Emulation reclaims its time
January 2, 2009
It's been seven years since HP announced there would be no faster 3000s. Early in the transition era the homesteading advocates in the community pumped up the ideal of an emulator, hardware that would make up for the 3000s which HP would be stripping out of its product lineup. At the time the talk served little more purpose than to give the homesteaders a cause to rally around. The new generation of 3000s was twice as fast as the Series 900 predecessors, fast enough for a good while.
But more than 80 months have passed and computing power requirements have rolled upward. The market learned that the newer generation of 3000s was better connected and faster, but few in number. HP's late delivery of the N-Class and A-Class hampered production. If you needed a faster 3000 than the top-end 900 Series, you hunted for N-Class servers that customers were returning once they migrated.
Now the climate and demand has changed for faster 3000 compute power, but there's no relief from HP on the horizon. Staying with MPE/iX solutions means a customer needs to keep planning for more connectivity and speed. An emulator that can leverage the latest Intel chip designs, rather than flog the familiar PA-RISC architectures of HP, might find a market by next year.

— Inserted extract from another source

PR #141, opened 2021-06-04
Kubernetes & Metabase Deployment

lottspot:


themightychris (changes requested):
@lottspot looks like the `.pre-commit-config.yaml` file supports hook-level exclude filters, so you should be able to configure the `check-yaml` hook to exclude `kubernetes/app/charts/*/templates/*.yml` (would be good to keep the top-level non-template chart yaml linted though)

Why next year, rather than, say, 2004? The used 3000s of five years ago ran fast enough to replace MPE/iX systems and justify the investment. Now only a rare, 4-way N-Class offers that kind of power leap. And there's nothing built upon PA-RISC that can network and integrate like an Intel-based server. The irony of that reality is not lost on the 3000 customer, who saw the Intel/HP generation of 3000 first promised, then denied to the community.
Back in the first years of transition the OpenMPE meetings revolved around assembling an emulator coalition. Nobody could make a market out of selling such a product, the community reasoned, if they had to compete with one another.
In time, however, grabbing control of MPE/iX and its prospects overtook emulation on the OpenMPE issues list. Source code licensing was on the list of six key needs for a homesteading community. The challenge was unlike emulation in one significant way: HP held all the cards for the MPE/iX project. PA-RISC, however, was once a hardware standard promoted to the community. HP called the group the Precision RISC Organization and tried to get major hardware makers to adopt the architecture. As a consequence, the specifics of PA-RISC internals are not the top secret that MPE/iX has always been.
Emulator vendors need MPE/iX expertise to make a product of any use to the 3000 market. That's why the likes of Allegro Consultants has been among many discussions of emulators. The consultants there are the hands-down most experienced in PA-RISC, and some have written modules of MPE/iX.
In recent months, the deeper thinkers of the 3000 community have kicked around what a 3000-on-Intel MPE/iX would need to deliver the 3000's business advantages. Roy Brown, a developer of more than 30 years on the platform, said this in October:
The paradigm here must be the PA-RISC machine’s HP 3000 Compatibility Mode (even if HP can’t spell it properly), which let users of Classic systems port them, at the binary level and with the absolute minimum of change, often none, to PA-RISC.
For an MPEmulator to attract existing HP 3000 business users, it must aspire to that level of compatibility, and even if the underlying processes handle things quite differently, the goal must be that every invocation of an openly documented MPE process is accepted, and produces effectively the same results as it would have on a real HP3000.
An emulator vendor can take advantage of what's been built to emulate PA-RISC to make a two-step 3000 emulation product. First, the product must boot up a Linux distro to demonstrate its capabilities. Then a seasoned MPE/iX development team must test the hardware design with MPE/iX tasks to give it HP 3000 capabilities.
The rising tide of value in a 2010 emulator will be interconnectivity. HP will take no more steps to link advanced storage devices and networking protocols to HP 3000s. We're heard no reports of anybody using the SCSI Pass Through driver, one of the last lab projects finished for the 3000, to connect bigger and faster drives to the 3000. But a honking-big Intel-based server which already has those connections ready can deliver more than horsepower to a 3000 homesteader. That kind of emulator delivers the future. With the economy in a stall and migration plans stretched out in some places, selling an emulator to extend a 3000's life looks like a better offer than it did seven years ago.